## EXERCISE DATA
PR #3656, opened 2026-08-28
feat(harness): actuate request_tool_change — enable/disable tools mid-session (Phase 2)

TimeToBuildBob:
## What

Phase 2 of the EvoHarness adaptive tool configuration.

Phase 1 ([#3529](https://github.com/gptme/gptme/pull/3529), merged 2026-08-23) shipped `request_tool_change` as **audit-only**: the tool recorded intent in history but made no mutations. This PR makes `enable_tool` and `disable_tool` requests actually apply by mutating the session-local tool set.

## Design choice: Option 2 — session-state mutable enabled\_tools set

Three options from the design doc:

1. Message-level interception
2. **Session state** — mutate the ContextVar-backed `get_tools()` list ← this PR
3. Re-init per turn

Option 2 fits cleanly: `get_tools()`/`set_tools()` already expose the right API; the ContextVar approach makes changes session-scoped by construction; and no LLM-loop changes or provider re-init are needed.

### `gptme/tools/request_tool_change.py`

## ASSIGNED TASK
Copy out exactly the lines from the line with "Option 2 fits" to the end of the listing, including both of those lines, and give nothing else.

## THE COMPLETED TASK
Option 2 fits cleanly: `get_tools()`/`set_tools()` already expose the right API; the ContextVar approach makes changes session-scoped by construction; and no LLM-loop changes or provider re-init are needed.

### `gptme/tools/request_tool_change.py`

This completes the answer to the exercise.